(Saved entries)
PR #3533, opened 2023-06-21
kfp: Add version compatibility matrix doc

chensun:
Closes: https://github.com/kubeflow/pipelines/issues/8728

### DIFF
--- a/content/en/docs/components/pipelines/v2/version-compatibility.md
+++ b/content/en/docs/components/pipelines/v2/version-compatibility.md
@@ -6,15 +6,25 @@ weight = 80
 
 {{% kfp-v2-keywords %}}
 
-The following table presents a comprehensive overview of the version compatibility between Kubeflow Pipelines (KFP) Runtime and KFP SDK.
+The following table presents a comprehensive overview of the version compatibility between the Kubeflow Pipelines (KFP) Runtime and the KFP SDK.
 
 | KFP Runtime | KFP SDK | Notes |
 |---|---|---|
 | v2.0.* | v2.0.* | Active development. Support for certain features may be staged between the Runtime and the SDK. |
-| v2.0.* | v1.8.* | Backward compatibility maintained. No v2 features support. |
-| v1.8.* | v1.8.* | Maintenance mode. Full compatibility for features available from SDK v1 namespace. Deprecated support for features from SDK v2 namespace. |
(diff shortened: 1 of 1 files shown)


chensun:
Preview: https://deploy-preview-3533--competent-brattain-de2d6d.netlify.app/docs/components/pipelines/v2/version-compatibility/

content/en/docs/components/pipelines/v2/version-compatibility.md
```diff
@@ -0,0 +1,27 @@
...
++++
+
+{{% kfp-v2-keywords %}}
+
+The following table presents a comprehensive overview of the version compatibility between Kubeflow Pipelines (KFP) Runtime and KFP SDK.
+
+| KFP Runtime | KFP SDK | Notes |
+|---|---|---|
+| v2.0.* | v2.0.* | Active development. Support for certain features may be staged between the Runtime and the SDK. |
+| v2.0.* | v1.8.* | Backward compatibility maintained. No v2 features support. |
```
connor-mccarthy, line 14: It's not entirely clear to me what is meant by backward compatibility here. It seems it could be within the KFP Runtime and KFP SDK individually, between them, or something else. Is there a way we can clarify this a bit?

Also, can you help me understand what is meant by "No v2 features support." This is confusing to me since features from the v1.8 SDK's `kfp.v2` namespace are supported by the v2.0 backend. I think I'm thinking about this the wrong way and perhaps other readers will too.

connor-mccarthy (commented):
Thank you for this!

content/en/docs/components/pipelines/v2/version-compatibility.md
chensun: Added some clarification notes, see if it helps. 

> This is confusing to me since features from the v1.8 SDK's kfp.v2 namespace are supported by the v2.0 backend.

They're not officially supported by v2.0 backend. Specifically, If they were compiled by v2 compiler, they would be IR in JSON format, and we disallow JSON in v2.0 backend. If they were compiled by v1 compiler using v2-compatible mode, they are Argo in YAML format, which is technically working on either v1 or v2 backend. But we have declared end of support for v2-compatible mode a long time ago. 
To avoid further confusing the users with all these details, I think simply put "they're not supported" is sufficient. WDYT?

connor-mccarthy (approved):
/lgtm
/approve

PR #3534, opened 2023-06-27
kfp: improve the doc on pipeline as component use case

chensun:
Fixes https://github.com/kubeflow/pipelines/issues/8726

### DIFF
--- a/content/en/docs/components/pipelines/v2/load-and-share-components.md
+++ b/content/en/docs/components/pipelines/v2/load-and-share-components.md
@@ -25,7 +25,7 @@ def my_pipeline():
 You can also load a component directly from a URL, such as a GitHub URL:
 
 ```python
-loaded_comp = components.load_component_from_url('https://github.com/kubeflow/pipelines/blob/984d8a039d2ff105ca6b21ab26be057b9552b51d/sdk/python/test_data/pipelines/two_step_pipeline.yaml')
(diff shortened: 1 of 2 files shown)


content/en/docs/components/pipelines/v2/load-and-share-components.md
```diff
@@ -25,7 +25,7 @@ def my_pipeline():
 You can also load a component directly from a URL, such as a GitHub URL:
 
 ```python
-loaded_comp = components.load_component_from_url('https://github.com/kubeflow/pipelines/blob/984d8a039d2ff105ca6b21ab26be057b9552b51d/sdk/python/test_data/pipelines/two_step_pipeline.yaml')
+loaded_comp = components.load_component_from_url('https://raw.githubusercontent.com/kubeflow/pipelines/2.0.0/sdk/python/test_data/components/add_numbers.yaml')
```
chensun, line 28: Note: it has to be the `https://raw.githubusercontent.com` url, otherwise the loading code would fail.

Linchin: Maybe use a permanent link for the raw file too? You can do that by accessing the permanent link of this file, then choose raw.

Linchin: Since the version tag is included in the URL, it should be stable.

PR #3419, opened 2023-01-03
Migrate GKE docs

gkcalat:
- Added a link to the external website
- Added ignoreFiles with the list of migrated docs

__TO DO__:
Throughout the records above, find the lines in which the word "issues" appears and return them.

__ANSWER__:
Closes: https://github.com/kubeflow/pipelines/issues/8728
Fixes https://github.com/kubeflow/pipelines/issues/8726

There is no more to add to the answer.